The message "This price was set by the publisher" only appears when he's
logged in. That message is a tipoff that the book is sold under the agency
model, where the publisher sets the price and Amazon takes a cut off the top.
Under the agency rules, Amazon had no choice but to sell at that price.

HarperCollins, the publisher of this book, was one of the three publishers
that settled with the DoJ in the lawsuit that accused the publishers of
colluding with Apple to use the agency model to impose price-fixing on ebooks.
As part of the settlement they agreed to knock it off. [1] But obviously the
DoJ does not have jurisdiction outside the USA, so they presumably would still
be free to force that model elsewhere.

Tim Bray is based in Canada, so if he's logged in Amazon presumably would
treat it as a Canadian sale, and still sell the book under the agency pricing?

edit to add: I tried going to Amazon.ca to see what they'd show a US-based
customer, but they don't seem to show me Kindle versions of that book at all.

[1] [http://www.reuters.com/article/2012/09/06/apple-ebooks-
idUSL...](http://www.reuters.com/article/2012/09/06/apple-ebooks-
idUSL2E8K6GI720120906)

------
davidw
I think the international price explains the difference:

Logged in as "me, US guy with US credit card, US registered Kindle, shipping
address, etc..", I get $9.48.

With an anonymous browser window, here in Italy, I get: $14.27 includes VAT* &
free international wireless delivery via Amazon Whispernet.

------
jonknee
Tim works for Google who is widely known to test everything and show all sorts
of different stuff to different people, how is he surprised that he sees
different pricing based on his log-in status?
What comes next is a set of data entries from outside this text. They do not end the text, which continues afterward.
PR #3715, opened 2024-04-15
Add well-formed timetable validation check

### LINKED ISSUE #3673: Add well-formed timetable validation check

leslieyip02:
## Context
Resolves #3673 

## Implementation
Uses `joi` to check if export data conforms to `PageData`.

## Other Information
I chose to use this library because it was used in `nusmods/scrapers`.

### DIFF
--- a/export/package.json
+++ b/export/package.json
@@ -23,6 +23,7 @@
     "bunyan": "1.8.15",
     "fs-extra": "9.1.0",
     "http-graceful-shutdown": "2.4.0",
+    "joi": "^17.12.3",
     "koa": "2.14.2",
     "koa-router": "10.1.1",
     "koa-views": "6.3.1",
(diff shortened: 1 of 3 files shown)


ravern (approved):
LGTM! Thanks for the PR :)

Issue #3686, opened 2024-03-26
Include Room Name in Venue Search


jloh02:
### Is your feature request related to a problem? Please describe.
When searching for venues, a user may only be told the name of a venue e.g. SR15 and not the unit. Currently, the only way to figure out the location of the room is by google searching NUS websites. This feature request proposes to allow users to find the unit number by simply searching the venue name in NUSmods

### Describe the solution you'd like
Include searching of room name (including abbreviations such as SR for seminar rooms)

### Describe alternatives you've considered
Include room names into all venue codes (although this will make it look very long and hence not ideal)
- [COM3-01-21](https://nusmods.com/venues/COM3-01-21) should include the SR number for example `COM3-SR12-01-21`

mongj:
hi can I take this?

PR #3717, opened 2024-04-17
Include Room Name in Venue Search

mongj:
## Context

Implements #3686 

## Implementation

searchVenue function is modified to take in an optional VenueLocations argument and filter against both venue and roomName if the optional argument is provided. VenueLocations is made optional for backward compatibility.

venueContainters receive the venueLocations prop from withVenueLocations HOC. venueLocations is then passed to the searchVenue function in venueContainters's render method.

The venue buttons are also modified to show both venue and room names (if present).
Screenshot 2024-04-17 at 4 48 55 PM


kokrui (approved):
LGTM! Thanks for the thoughtful UI change to go along with the expanded search criteria, as well as writing sensible tests!

Issue #3720, opened 2024-04-17
Venue Search results should highlight matched substrings


mongj:
### Is your feature request related to a problem? Please describe.
Venue Search currently filters the list of venues according to what the user input into the search bar, but does not show which part of the result is actually being matched.

### Describe the solution you'd like
Matched substrings should be highlighted, similar to how it's implemented in the search bar in desktop view.
![Screenshot 2024-04-17 at 8 40 42 PM](https://github.com/nusmodifications/nusmods/assets/87565927/93d3afef-3c7d-418e-a65c-246d8d5467c9)

kokrui:
Resolved in #3722

PR #3722, opened 2024-04-18
feat(venues): add highlighting for matched substrings in Venue Search

mongj:
## Context

Implements #3720 

## Implementation

Implemented using existing [highlight](https://github.com/nusmodifications/nusmods/blob/9fdd1e806e201d48d47a7248c0ff5189af89cf00/website/src/utils/react.tsx#L46) function, which is already used for highlighting results in the main search bar in desktop view.
Screenshot 2024-04-18 at 4 23 10 PM

Venue search with highlighting
Screenshot 2024-04-17 at 8 46 20 PM

## Other Information

This PR is for the same commits as #3721. I closed #3721 because it was failing to upload the code coverage report which caused the build_and_test check to fail after merging from the master branch (I'm not sure why exactly though).


ravern (approved):
LGTM

PR #3729, opened 2024-05-17
Add menu button to add module from planner to timetable

### LINKED ISSUE #3726: Course Planner -> Timetable
Maybe the team can consider adding a feature that connects the Planner with the Timetable, where modules I add under my Planner can be automatically reflected into my Timetable with a button.

leslieyip02:
## Context

Resolves #3726 

## Implementation

- Add an additional option to the module menu dropdown to add the module to the timetable

https://github.com/nusmodifications/nusmods/assets/90888680/3bdb35b6-8614-45dd-aa7f-dcf95a44f652

## Other Information
- Would it be better if there was a single button to add all modules into the timetable/override the current timetable with the planner mods?


ravern:
This looks really good, and I've verified that it works :) Thank you for your contribution.

At a higher-level, I have two potential improvements/suggestions, that I hope can be included in this PR if not too complex to implement.

1. When I click _"Add to timetable"_, and the module is added to the timetable, the button is still present in menu, and now doesn't do anything when I click it. Is it possible to hide the button from the menu if the module has already been added to the timetable of the user? The button should re-appear if I remove the module from my timetable.

2. Perhaps this is more of a discussion, do you think we should only display the button for modules in the _current_ (highlighted) semester, or should we be able to add mods from non-current sems into the timetable as if they were in the current sem?

> Would it be better if there was a single button to add all modules into the timetable/override the current timetable with the planner mods?

I think this would be a good idea too, any ideas where this button can be placed? I think it might be better for this to go into a separate PR, but I'm okay for this to go into the current one too.

ravern (commented):
This looks really good, and I've verified that it works :) Thank you for your contribution.

At a higher-level, I have two potential improvements/suggestions, that I hope can be included in this PR if not too complex to implement.

1. When I click _"Add to timetable"_, and the module is added to the timetable, the button is still present in menu, and now doesn't do anything when I click it. Is it possible to hide the button from the menu if the module has already been added to the timetable of the user? The button should re-appear if I remove the module from my timetable.

2. Perhaps this is more of a discussion, do you think we should only display the button for modules in the _current_ (highlighted) semester, or should we be able to add mods from non-current sems into the timetable as if they were in the current sem?

> Would it be better if there was a single button to add all modules into the timetable/override the current timetable with the planner mods?

I think this would be a good idea too, any ideas where this button can be placed? I think it might be better for this to go into a separate PR, but I'm okay for this to go into the current one too.

leslieyip02:
>     2. Perhaps this is more of a discussion, do you think we should only display the button for modules in the _current_ (highlighted) semester, or should we be able to add mods from non-current sems into the timetable as if they were in the current sem?

I think it's ok for mods to be added to non-current sems because some people might want to plan both sem 1 and sem 2 together. You can also add the same mod to both sems and compare which schedule would be more favourable.

> I think this would be a good idea too, any ideas where this button can be placed? I think it might be better for this to go into a separate PR, but I'm okay for this to go into the current one too.

I think I can open a separate PR for this.

ravern (approved):
I think having the "View" and "Add" actions are a great idea! Let's stick with that.

> I think it's ok for mods to be added to non-current sems because some people might want to plan both sem 1 and sem 2 together. You can also add the same mod to both sems and compare which schedule would be more favourable.

Yep that makes sense.

I think what I meant to say was non-current _years_ and not sems. So for example, in this image, the button is available for CS3230 which is planned for next AY and not current one. I think it shouldn't be.

image

I think I'll leave this completely up to you though, I'm okay with either option.

leslieyip02:
> I think what I meant to say was non-current _years_ and not sems. So for example, in this image, the button is available for CS3230 which is planned for next AY and not current one. I'm just highlighting this consideration, but I think I'll leave this completely up to you though, I'm okay with either option.

Ah ok I see. I think I'll leave the button regardless of AY for now. It's possible that users may plan to take a module in a different year, but still want to add it in the current timetable for comparison.

ravern (approved):
LGTM

Issue #3399, opened 2022-07-03
I wish there is a "like" button or "saved" button for considered modules. If there is any, please forgive me, because I really cannot find it anywhere. 


tiif:
### Describe the solution you'd like

I wish there is a "like" button or "saved" button for considered modules. 

### Additional context

 If there is any, please forgive me, because I really cannot find it anywhere.

ravern:
@EssWhyy is taking this!

EssWhyy:
As discussed, I'll help to create a new button for each course description page to “Save Course” which adds the course to the new planner feature, under the section “Planning to take”. The planner feature will also be moved out of beta after this change (?)

Will update when I start to implement.

ravern:
Hey, we're doing some clean ups over the summer. Closing this for now because this issue is stale. Feel free to re-open this if you think otherwise!

PR #3731, opened 2024-05-31
website: Add button to save a course to planner from info page

EssWhyy:
## Context

Implementation for #3399 

## Implementation

Added a button to each module page to allow a user to save the module to the planner in the Plan to Take section, acting like a save button of sorts. 

If it is already added to Plan To Take, the button will remove the module from there instead. 

Test Run:

https://github.com/nusmodifications/nusmods/assets/39799639/bb7ccd98-f413-4400-9ca1-12440988319b


website/src/views/components/module-info/SaveModuleButton.tsx
```diff
@@ -0,0 +1,129 @@
...
+type State = {
+  loading: Semester | null;
+};
+
+function isModuleInPlanToTake(module: Module, planToTakeModules: PlannerModuleInfo[]): boolean {
+  for (let i = 0; i < planToTakeModules.length; i++) {
+    if (planToTakeModules[i].moduleCode === module.moduleCode) {
+      return true;
+    }
+  }
```
ravern, line 35: Is it possible to use a `.some` call here instead?

e.g. `planToTakeModules.some(m => m.moduleCode === module.moduleCode)`

website/src/views/components/module-info/SaveModuleButton.tsx
```diff
@@ -0,0 +1,129 @@
...
+  return false;
+}
+
+function getModuleId(module: Module, planToTakeModules: PlannerModuleInfo[]): string {
+  // If duplicate ids, gets the first id.
+  for (let i = 0; i < planToTakeModules.length; i++) {
+    if (planToTakeModules[i].moduleCode === module.moduleCode) {
+      return planToTakeModules[i].id;
+    }
+  }
```
ravern, line 46: Is it possible to use a `.find` call here instead?

e.g. `planToTakeModules.find(m => m.moduleCode === module.moduleCode)?.id ?? '0'`

website/src/views/components/module-info/SaveModuleButton.tsx
```diff
@@ -0,0 +1,129 @@
...
+
+  override state: State = {
+    loading: null,
+  };
+
+  onSelect(semester: Semester) {
+    const { module, planToTakeModules } = this.props;
+    const PLAN_TO_TAKE_YEAR = '3000';
+    const PLAN_TO_TAKE_SEMESTER = -2;
```
ravern, line 69: Is it possible for us to import these constants from `src/utils/planner.ts' instead?

Or better yet, create a new function that more accurately represents what this code is trying to do, i.e., add a module so far into the future that it will definitely be in the "plan to take" section (correct me if this _not_ what the code is trying to do)?

website/src/views/components/module-info/SaveModuleButton.scss
```diff
@@ -0,0 +1,34 @@
...
+  white-space: normal;
+
+  br {
+    display: none;
+  }
+
+  strong {
+    font-size: 1em;
+  }
+}
```
ravern, line 34: Seems to be unused?

website/src/views/components/module-info/SaveModuleButton.scss
```diff
@@ -0,0 +1,34 @@
...
+
+  :global(.dropdown-toggle.dropdown-toggle-split) {
+    width: 2rem;
+    border-left: none;
+
+    @include media-breakpoint-down(sm) {
+      // Long selector for specificity
+      width: 3rem;
+    }
+  }
```
ravern, line 20: Global seems like quite a large scope, do you know if this styling is actually applied on the button?

ravern (changes requested):
Have verified that this works! Thanks for your contribution.

The code looks good, full props (pun intended) for following the current style of the surrounding components.

_This is completely optional_, but it would be a nice-to-have if we could create new components in the functional style instead of class style — I would like to slowly move the codebase towards this pattern.

The specific code comments are just nits, and I would still merge them in if you don't touch the code referenced in those comments.

I'm requesting changes only because of the **component name**, which I believe could be more specific than `SaveModuleButton`. Something that references the planner / plan-to-take action might be better.

website/src/views/components/module-info/SaveModuleButton.tsx
```diff
@@ -0,0 +1,129 @@
...
+  }
+  return '0';
+}
+
+export class SaveModuleButtonComponent extends PureComponent<Props, State> {
+  static getDerivedStateFromProps(nextProps: Props, prevState: State) {
+    const { planToTakeModules, module } = nextProps;
+    const { loading } = prevState;
+
+    if (loading != null && isModuleInPlanToTake(module, planToTakeModules)) {
```
zwliew, line 55: `loading ` doesn't seem used. I don't think a loading indicator is necessary so I think we can remove it entirely.

website/src/views/components/module-info/SaveModuleButton.tsx
```diff
@@ -0,0 +1,129 @@
...
+        Remove from <br />
+        <strong>Plan To Take</strong>
+      </>
+    ) : (
+      <>
+        Add to <br />
+        <strong>Plan To Take</strong>
+      </>
+    );
+  }
```
zwliew, line 96: This is simple enough to be inlined into the `render()` function.

website/src/views/components/module-info/SaveModuleButton.tsx
```diff
@@ -0,0 +1,129 @@
...
+
+    if (isModuleInPlanToTake(module, planToTakeModules)) {
+      const id = getModuleId(module, planToTakeModules);
+      this.props.removeModule(id);
+    } else {
+      this.setState({ loading: semester });
+      this.props.addModule(PLAN_TO_TAKE_YEAR, PLAN_TO_TAKE_SEMESTER, {
+        type: 'module',
+        moduleCode: module.moduleCode,
+      });
```
zwliew, line 79: To add onto Ravern's comment [above](https://github.com/nusmodifications/nusmods/pull/3731/files#r1660190895) , the right thing to do is probably to add the following function definition to `actions/planner.ts`:

```js
export function addPlanToTakeModule(moduleCode: ModuleCode) {
// call addPlannerModule here with some defaults
}
```

website/src/views/components/module-info/SaveModuleButton.tsx
```diff
@@ -0,0 +1,129 @@
...
+    }
+
+    return null;
+  }
+
+  override state: State = {
+    loading: null,
+  };
+
+  onSelect(semester: Semester) {
```
zwliew, line 66: Similar to `loading`, we don't actually use `semester`, so we can remove it.

website/src/views/components/module-info/SaveModuleButton.tsx
zwliew: Going even further, I reckon we can replace `isModuleInPlanToTake` and `getModuleId` with:

```js
function findModule(
  module: Module,
  planToTakeModules: PlannerModuleInfo[],
): PlannerModuleInfo | undefined {
// use planToTakeModules.find(...)
```

and adjust the rest of the calling code accordingly.

website/src/views/modules/ModulePageContent.tsx
```diff
@@ -252,6 +253,12 @@ const ModulePageContent: React.FC<Props> = ({ module, archiveYear }) => {
                   </div>
                 )}
 
+                {!isArchive && offered && (
+                  <div className={styles.addToTimetable}>
+                    <SaveModuleButton module={module} className="btn-group-sm" block />
+                  </div>
```
zwliew, line 259: Please merge this into the block above (lines 251 to 253)

zwliew (changes requested):

zwliew:
I went ahead and made the requested clean up changes. Thanks for your contribution!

He should also be clever enough
to figure out the international/domestic difference (as a US customer I see
the same pricing as he does when not logged in).

------
Spoom
The first screenshot says "includes applicable taxes", the second does not.
And as mentioned by siblings, the first screenshot has the "price set by the
publisher" disclaimer while the second does not.

I would imagine that if he attempted to check out as an anonymous user, as
soon as he put in his address, the first price would be shown.

------
thibaut_barrere
I don't know about other countries, but I'm fairly sure showing two different
prices at the same time to two different customers is completely illegal in
France.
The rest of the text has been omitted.